_Exercise brief_: Can you write out the whole listing exactly?

[Supplied records]

Issue #126, opened 2022-01-22
Provided key already used in mapping


ethindp:
For some reason I've started seeing this error occurring whenever I run the regeneration script or when I perform a system update. I'm not sure what's causing it and so when the regeneration fails pacman always falls back to mkinitcpio. I couldn't find any references about this problem... How do you resolve it?

anatol:
Could you please provide exact command you are running and its error message?

ethindp:
I'm running the standard regenerate_images command. The error is: 2022/01/27 20:02:49 provided key already used in mapping system76_acpi->kernel/drivers/platform/x86/system76_acpi.ko.zst

anatol:
This error means there are 2 modules with the same name. Try booster from `master` branch, it will give you a cleaner error message (reference https://github.com/anatol/booster/commit/20da1446fb3cde7acb01789d535a705817d5552e).

PR #358, opened 2026-05-07
init/plymouth: replace plymouth CLI with direct socket IPC

pilotstew:
## Summary

Talk to plymouthd directly over its abstract Unix socket
(`\x00/org/freedesktop/plymouthd`) instead of fork-exec'ing the
`plymouth` CLI client. The wire protocol is documented in Plymouth's
`ply-boot-protocol.h`.

Carved into 5 commits for review:

1. **`init/plymouth: replace plymouth CLI with direct socket IPC`** —
   add `init/plysocket.go` (transport), swap the 5 exec call sites for
   ping / show-splash / display-message / quit / update-root-fs. Drop
   `/usr/bin/plymouth` from the initramfs (~80KB binary plus
   `glib` + `libply-boot-client` transitive deps). No call-site
   signature changes; `plymouthAskPassword` stays on the exec path
   for now and converts in commit 5 when ctx threading lands.

2. **`init/plymouth: redirect plymouthd stderr to /dev/kmsg`** —
   inherited fds are closed (FD_CLOEXEC) when booster exec's to
   systemd, so a plymouthd that inherits booster's stderr receives
   EPIPE on its next stderr write and dies before
   `plymouth-start.service` can attach. Routing to `/dev/kmsg`
   survives the handoff and lands the diagnostic output in the
   kernel ring buffer.

3. **`init/plymouth: make plymouthMessage fire-and-forget`** —
   plymouthd is single-threaded; a synchronous in-process
   `display-message` call would block on splash state, slowing
   concurrent unlock work. Wrap in a goroutine.

4. **`init/plymouth: thread ctx through waitForPlymouthInit`** —
   small signature change so unlock paths can bail when a sibling
   token has already cleared the volume, instead of blocking on
   plymouthd init for a volume that's already being unlocked.

5. **`init/plymouth: ctx-aware password prompt with cancel-on-hangup`**
   (the headline) — `plymouthAskPassword(ctx, prompt)` plus a
   serialization mutex. On ctx cancel the underlying socket is closed;
   the goroutine returns cleanly. plymouthd builds whose
   connection-hangup handler tears down pending prompts also dismiss
   the on-screen UI on close — older builds leave the UI visible
   until the splash is otherwise cleared, but boot proceeds correctly
   either way (matching upstream's prior behaviour minus the orphaned
   plymouth subprocess and leaked goroutine the exec path produced).
   `askPasswordWithFallback` skips the console fallback when ctx is
   already cancelled, so an already-unlocking volume doesn't flash a
   stray console prompt.

## Why

- Drops `/usr/bin/plymouth` and its transitive deps from the
  initramfs.
- Cancellation hygiene: a sibling-token-wins ctx cancel now closes
  the socket and the prompt goroutine returns immediately. The prior
  exec path left both the subprocess and the goroutine blocked
  indefinitely.
- Ctx-aware Plymouth path completes the cancellation arc started by
  #354 / #356 — keyboard, FIDO2-PIN, and TPM2-PIN prompts already
  cancel on autounlock; this extends the same to the splash prompt.

No new dependencies. Tests for splash messaging (#357) still pass
unchanged.

## Upstream Plymouth dependency

The cancel-on-hangup behavior in commit 5 — dismissing the on-screen
prompt when the booster client disconnects — depends on plymouthd
having a connection-hangup handler that tears down pending prompts.
That fix is Plymouth [MR !393](https://gitlab.freedesktop.org/plymouth/plymouth/-/merge_requests/393),
currently awaiting upstream review (closes Plymouth issues #125 and
#126).

This PR does **not** require !393 to land first. Without it, booster
still cleans up its end of the socket on cancel — boot proceeds
correctly, the goroutine returns, no orphaned subprocess. The only
visible difference is a stale prompt that lingers on the splash until
plymouth quits later in boot. Pure visual polish, not a regression vs.
the exec path.

Once !393 is in users' plymouthd, the splash prompt also dismisses
cleanly, completing the UX that #354 / #355 / #356 brought to the
console side.

## Test plan

- [x] `go build ./init ./generator` clean
- [x] `TestPromptVolumeUnlocked` and `TestTokenFriendlyName` pass
- [x] Image builds with the smaller plymouth payload (no
      `/usr/bin/plymouth` in the cpio)
- [x] Boot test on host with concurrent FIDO2 + TPM2 + keyboard
      unlock paths
- [x] Boot test on a plymouthd build without the connection-hangup
      handler — confirm no behavioural regression vs. exec path

### DIFF
--- a/init/plysocket.go
+++ b/init/plysocket.go
@@ -8,6 +8,65 @@ import (
 	"net"
 )
 
+// Direct IPC client for plymouthd's abstract Unix socket.
+//
+// Plymouth is the graphical boot splash daemon used to render password
+// prompts and progress messages during early boot:
+// https://gitlab.freedesktop.org/plymouth/plymouth
+//
+// The wire protocol verbs and reply byte constants are defined upstream in
+// src/libply-splash-core/ply-boot-protocol.h.
+//
+// Frame format for client → server commands:
+//
+//	[verb byte] [version = 2] [argLen byte] [argLen bytes, NUL-terminated]
+//
+// The server replies with a single byte for most verbs: 0x06 (ACK) on
+// success, 0x15 (NAK) on failure. The ask-password verb '*' is the
+// exception: the server replies with 0x02 (Answer) followed by
+// [uint32 length, little-endian][password bytes, not NUL-terminated].
+// plymouthAskPasswordSocket implements the answer-shaped exchange;
+// plymouthCmd handles the ACK/NAK shape used by ping, message, quit, etc.
+//
+// Verb reference (full set from ply-boot-protocol.h; only the first six are
+// exercised by booster — the rest are listed so future callers don't have
+// to cross-reference upstream):
+//
+//	IMPLEMENTED
+//	  P   PING                 plymouthPingOnce — readiness probe
+//	  $   SHOW_SPLASH          shown once plymouthd is up
+//	  *   PASSWORD             plymouthAskPasswordSocket (Answer reply)
+//	  M   SHOW_MESSAGE         plymouthMessage — status text under the prompt
+//	  Q   QUIT                 sent with retain-splash=1 at switchroot handoff
+//	  R   NEWROOT              advertises the new root path to plymouthd
+//
+//	UNUSED (defined upstream, no booster caller)
+//	  U   UPDATE               progress-bar percent
+//	  C   CHANGE_MODE          boot/shutdown/updates/firmware-upgrade/etc
+//	  u   SYSTEM_UPDATE        system-upgrade DM message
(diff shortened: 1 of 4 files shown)


init/plysocket.go
```diff
@@ -0,0 +1,136 @@
...
+
+import (
+	"context"
+	"encoding/binary"
+	"fmt"
+	"io"
+	"net"
+)
+
+const (
```
anatol, line 70: could you please enhance the documentation to the plymouth go file here? Links to the Plymouth upstream project and the protocol specification would be useful. Plus some short description of the protocol itself.

anatol:
Thank you very much for this change!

[/Supplied records]

_Exercise solution_:
Issue #126, opened 2022-01-22
Provided key already used in mapping


ethindp:
For some reason I've started seeing this error occurring whenever I run the regeneration script or when I perform a system update. I'm not sure what's causing it and so when the regeneration fails pacman always falls back to mkinitcpio. I couldn't find any references about this problem... How do you resolve it?

anatol:
Could you please provide exact command you are running and its error message?

ethindp:
I'm running the standard regenerate_images command. The error is: 2022/01/27 20:02:49 provided key already used in mapping system76_acpi->kernel/drivers/platform/x86/system76_acpi.ko.zst

anatol:
This error means there are 2 modules with the same name. Try booster from `master` branch, it will give you a cleaner error message (reference https://github.com/anatol/booster/commit/20da1446fb3cde7acb01789d535a705817d5552e).

PR #358, opened 2026-05-07
init/plymouth: replace plymouth CLI with direct socket IPC

pilotstew:
## Summary

Talk to plymouthd directly over its abstract Unix socket
(`\x00/org/freedesktop/plymouthd`) instead of fork-exec'ing the
`plymouth` CLI client. The wire protocol is documented in Plymouth's
`ply-boot-protocol.h`.

Carved into 5 commits for review:

1. **`init/plymouth: replace plymouth CLI with direct socket IPC`** —
   add `init/plysocket.go` (transport), swap the 5 exec call sites for
   ping / show-splash / display-message / quit / update-root-fs. Drop
   `/usr/bin/plymouth` from the initramfs (~80KB binary plus
   `glib` + `libply-boot-client` transitive deps). No call-site
   signature changes; `plymouthAskPassword` stays on the exec path
   for now and converts in commit 5 when ctx threading lands.

2. **`init/plymouth: redirect plymouthd stderr to /dev/kmsg`** —
   inherited fds are closed (FD_CLOEXEC) when booster exec's to
   systemd, so a plymouthd that inherits booster's stderr receives
   EPIPE on its next stderr write and dies before
   `plymouth-start.service` can attach. Routing to `/dev/kmsg`
   survives the handoff and lands the diagnostic output in the
   kernel ring buffer.

3. **`init/plymouth: make plymouthMessage fire-and-forget`** —
   plymouthd is single-threaded; a synchronous in-process
   `display-message` call would block on splash state, slowing
   concurrent unlock work. Wrap in a goroutine.

4. **`init/plymouth: thread ctx through waitForPlymouthInit`** —
   small signature change so unlock paths can bail when a sibling
   token has already cleared the volume, instead of blocking on
   plymouthd init for a volume that's already being unlocked.

5. **`init/plymouth: ctx-aware password prompt with cancel-on-hangup`**
   (the headline) — `plymouthAskPassword(ctx, prompt)` plus a
   serialization mutex. On ctx cancel the underlying socket is closed;
   the goroutine returns cleanly. plymouthd builds whose
   connection-hangup handler tears down pending prompts also dismiss
   the on-screen UI on close — older builds leave the UI visible
   until the splash is otherwise cleared, but boot proceeds correctly
   either way (matching upstream's prior behaviour minus the orphaned
   plymouth subprocess and leaked goroutine the exec path produced).
   `askPasswordWithFallback` skips the console fallback when ctx is
   already cancelled, so an already-unlocking volume doesn't flash a
   stray console prompt.

## Why

- Drops `/usr/bin/plymouth` and its transitive deps from the
  initramfs.
- Cancellation hygiene: a sibling-token-wins ctx cancel now closes
  the socket and the prompt goroutine returns immediately. The prior
  exec path left both the subprocess and the goroutine blocked
  indefinitely.
- Ctx-aware Plymouth path completes the cancellation arc started by
  #354 / #356 — keyboard, FIDO2-PIN, and TPM2-PIN prompts already
  cancel on autounlock; this extends the same to the splash prompt.

No new dependencies. Tests for splash messaging (#357) still pass
unchanged.

## Upstream Plymouth dependency

The cancel-on-hangup behavior in commit 5 — dismissing the on-screen
prompt when the booster client disconnects — depends on plymouthd
having a connection-hangup handler that tears down pending prompts.
That fix is Plymouth [MR !393](https://gitlab.freedesktop.org/plymouth/plymouth/-/merge_requests/393),
currently awaiting upstream review (closes Plymouth issues #125 and
#126).

This PR does **not** require !393 to land first. Without it, booster
still cleans up its end of the socket on cancel — boot proceeds
correctly, the goroutine returns, no orphaned subprocess. The only
visible difference is a stale prompt that lingers on the splash until
plymouth quits later in boot. Pure visual polish, not a regression vs.
the exec path.

Once !393 is in users' plymouthd, the splash prompt also dismisses
cleanly, completing the UX that #354 / #355 / #356 brought to the
console side.

## Test plan

- [x] `go build ./init ./generator` clean
- [x] `TestPromptVolumeUnlocked` and `TestTokenFriendlyName` pass
- [x] Image builds with the smaller plymouth payload (no
      `/usr/bin/plymouth` in the cpio)
- [x] Boot test on host with concurrent FIDO2 + TPM2 + keyboard
      unlock paths
- [x] Boot test on a plymouthd build without the connection-hangup
      handler — confirm no behavioural regression vs. exec path

### DIFF
--- a/init/plysocket.go
+++ b/init/plysocket.go
@@ -8,6 +8,65 @@ import (
 	"net"
 )
 
+// Direct IPC client for plymouthd's abstract Unix socket.
+//
+// Plymouth is the graphical boot splash daemon used to render password
+// prompts and progress messages during early boot:
+// https://gitlab.freedesktop.org/plymouth/plymouth
+//
+// The wire protocol verbs and reply byte constants are defined upstream in
+// src/libply-splash-core/ply-boot-protocol.h.
+//
+// Frame format for client → server commands:
+//
+//	[verb byte] [version = 2] [argLen byte] [argLen bytes, NUL-terminated]
+//
+// The server replies with a single byte for most verbs: 0x06 (ACK) on
+// success, 0x15 (NAK) on failure. The ask-password verb '*' is the
+// exception: the server replies with 0x02 (Answer) followed by
+// [uint32 length, little-endian][password bytes, not NUL-terminated].
+// plymouthAskPasswordSocket implements the answer-shaped exchange;
+// plymouthCmd handles the ACK/NAK shape used by ping, message, quit, etc.
+//
+// Verb reference (full set from ply-boot-protocol.h; only the first six are
+// exercised by booster — the rest are listed so future callers don't have
+// to cross-reference upstream):
+//
+//	IMPLEMENTED
+//	  P   PING                 plymouthPingOnce — readiness probe
+//	  $   SHOW_SPLASH          shown once plymouthd is up
+//	  *   PASSWORD             plymouthAskPasswordSocket (Answer reply)
+//	  M   SHOW_MESSAGE         plymouthMessage — status text under the prompt
+//	  Q   QUIT                 sent with retain-splash=1 at switchroot handoff
+//	  R   NEWROOT              advertises the new root path to plymouthd
+//
+//	UNUSED (defined upstream, no booster caller)
+//	  U   UPDATE               progress-bar percent
+//	  C   CHANGE_MODE          boot/shutdown/updates/firmware-upgrade/etc
+//	  u   SYSTEM_UPDATE        system-upgrade DM message
(diff shortened: 1 of 4 files shown)


init/plysocket.go
```diff
@@ -0,0 +1,136 @@
...
+
+import (
+	"context"
+	"encoding/binary"
+	"fmt"
+	"io"
+	"net"
+)
+
+const (
```
anatol, line 70: could you please enhance the documentation to the plymouth go file here? Links to the Plymouth upstream project and the protocol specification would be useful. Plus some short description of the protocol itself.

anatol:
Thank you very much for this change!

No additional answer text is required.